→ **REQUIRED WORK**
Read the lines below and count those that have the word "msal". Respond with the number only.

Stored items

[Start of Attachment]

PR #409, opened 2018-10-05
Fix the the B2C silent request

heidijinxujia:
Fix the segment for b2c authority. Fix the construction for the b2c authority part of the B2C token endpoint.

### DIFF
--- a/msal/src/main/java/com/microsoft/identity/client/PublicClientApplication.java
+++ b/msal/src/main/java/com/microsoft/identity/client/PublicClientApplication.java
@@ -785,7 +785,8 @@ public final class PublicClientApplication {
         String requestAuthority = authority;
 
         if (StringUtil.isEmpty(requestAuthority)) {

[End of Attachment]

→ **RESPONSE TO THE EXERCISE**
2